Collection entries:
PR #3270, opened 2018-05-22
Added setprods to `eosio.system`.

abourget:
Solves the bootstrapping problem of a new network. Otherwise, there is
no way to delegate to the ABPs, and it makes the boot more brittle.

### DIFF
--- a/contracts/eosio.system/eosio.system.cpp
+++ b/contracts/eosio.system/eosio.system.cpp
@@ -77,8 +77,16 @@ namespace eosiosystem {
       set_privileged( account, ispriv );
    }
 
+   void system_contract::setprods( std::vector<eosio::producer_key> schedule ) {
+      (void)schedule; // schedule argument just forces the deserialization of the action data into vector<producer_key> (necessary check)
+      require_auth( _self );
+      char buffer[action_data_size()];
+      read_action_data( buffer, sizeof(buffer) ); // should be the same data as eosio::pack(schedule)
+      set_active_producers(buffer, sizeof(buffer));
+   }
+
 } /// eosio.system
- 
+
 
 EOSIO_ABI( eosiosystem::system_contract,
      (setram)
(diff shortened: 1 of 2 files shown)


wanderingbort:
I have concerns with this method.  While you can make the argument that 2/3+1 producers has the ability to affect election of new producers, this explicit endpoint suggests that the have the "charter" to unilaterally dictate a change in the producer set.   I think I would prefer a "mid-phase" contract that allows the ABP delegation which can be replaced with the "runtime" system contract which includes no such endpoint.

At the very least, I would expect we need some sort of coordination between this method and the election system so that they are mutually exclusive.  Otherwise, the expected state of the chain from the PoV of the election system may not reflect the actual state due to a call to this action.

abourget:
Right now, that endpoint lives in `eosio.bios`. Is that the mid-phase contract you mean ?

The problem I'm facing is that I need the system contract to buy ram, delegatebw, when injecting the snapshot. I could re-inject `eosio.bios` to call that one, and inject `eosio.system` yet another time.. because the `setprods` operation needs to be one of the last ones (before destroying the `eosio` permissions).

Could we have a quick chat abou that ? It's been moving quite a bit and most things in `eosio.bios` moved to `eosio.system` (like `setpriv`).

The tx needs to be signed by `eosio` (or the `msig`) dance.. I don't expect that would pass as a proposition, to play with that function.  But if we really wanted to call it, we could `setcode eosio.bios`, then `setprods`, then `setcode eosio.system` in the same Tx .. so I'm not sure not having it around is any real protection.

bytemaster:
The boot sequence I imagine is as follows:

1. deploy bios contract 
2. set prods to ABPs 
3. have initial owner of eosio (not ABPs) create eosio.token,msig, and create tokens, and issue them, etc...
4. deploy eosio.system contract
5. assign eosio owner/active to eosio.prods 
6. done

bytemaster:
If we did expose this the action would be undone at start of next round (in minutes) and returned back to the elected states. Therefore, the action makes no sense except before the 150M token activation threshold. 

That said, the community is free to use what ever system contract they want ;)

abourget:
The action *is* for before 15% unlock..

The thing is it breaks our launch design, where the BIOS Boot node fills in the chain with all of its transactions before even connecting to the world.. To fill in the chain, `eosio` needs to build all the blocks.. and then, he connects to the swarm, flooding the network with its block'd transactions.. and then, at the end, the ABPs discover they're on the hook to produce.

If we `setprods` early in the boot sequence, it means the swarm needs to be connected already, otherwise, the next transactions won't be processed.

PR #3299, opened 2018-05-22
producer plugin max-irreversible-block-age

### LINKED ISSUE #3279: Auto Shutdown when LIB stops advancing
Add a command line argument that will cause a node to automatically stop-production when the LIB block time is older than N seconds.

This will identify the following:
1. your local node is disconnected from all others
2. your local node is on a minority fork 
3. the network has caught fire and producers should probably manually intervene to resolve issue.

This solves the following:
1. stop digging a deeper hole and committing yourself to block numbers that you may want to sign on a real chain
2. minimizes difficulty in detecting and resuming real chain by minimizing the amount of competing blocks being considered / distributed.

wanderingbort:
this resolves #3279 

There is a new parameter for the producer plugin `max-irreversible-block-age` that creates another condition for speculating on a block rather than producing. 

If the irreversible-block is too old WRT to this parameter the node will stop producing so that it 
 * does not produce extra load on a network which seems unlikely to converge without operator intervention
 * does not put out block confirmations for more block numbers which may "lock out" a producer once the fork is resolved.

the default is set to 30 minutes.


bytemaster:
I think the default should be closer to 6 minutes (2 rounds), also it might be a good idea for the RPC command to "clear" this flag to enable production without a restart. 

We expect producers to be responsive within 15 minutes of an "issue" for manual intervention, the automated tools should be "faster" than the manual intervention or the point almost becomes moot.

PR #3323, opened 2018-05-23
Support two new options in 'cleos'

InfoHunter:
In some scenarios, 'nodeos' runs remotely from where 'cleos' locates, that implies the communication between the two parties should go across the network. So a new option '-r,--header' is proposed in this PR to allow user to customized the HTTP request headers sent by 'cleos' in case that some 'middle' devices may require for specific headers to contain some 'token'.

And also, if 'nodeos' is set up to provide HTTPS APIs, say by placing a reverse proxy in front, in many cases, especially for some testing environments, there might not be domains assigned with the 'nodeos' - so 'cleos' needs a way to 'tolerate' with the invalid certificates. To address this, a new option '-n,--no-verify' is proposed in this PR too, to disable the peer verification for current secure connection.

### DIFF
--- a/programs/cleos/httpc.cpp
+++ b/programs/cleos/httpc.cpp
@@ -114,7 +114,13 @@ namespace eosio { namespace client { namespace http {
    request_stream << "Host: " << server << "\r\n";
    request_stream << "content-length: " << postjson.size() << "\r\n";
    request_stream << "Accept: */*\r\n";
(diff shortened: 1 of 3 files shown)


InfoHunter:
Seems I need to resolve some conflicts...

InfoHunter:
Conflicts are resolved...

Exercise requirements: Restate the line containing "-114,7 +114,13 @@" and every remaining line of the records word for word. Add nothing.

Response:
@@ -114,7 +114,13 @@ namespace eosio { namespace client { namespace http {
    request_stream << "Host: " << server << "\r\n";
    request_stream << "content-length: " << postjson.size() << "\r\n";
    request_stream << "Accept: */*\r\n";
(diff shortened: 1 of 3 files shown)


InfoHunter:
Seems I need to resolve some conflicts...

InfoHunter:
Conflicts are resolved...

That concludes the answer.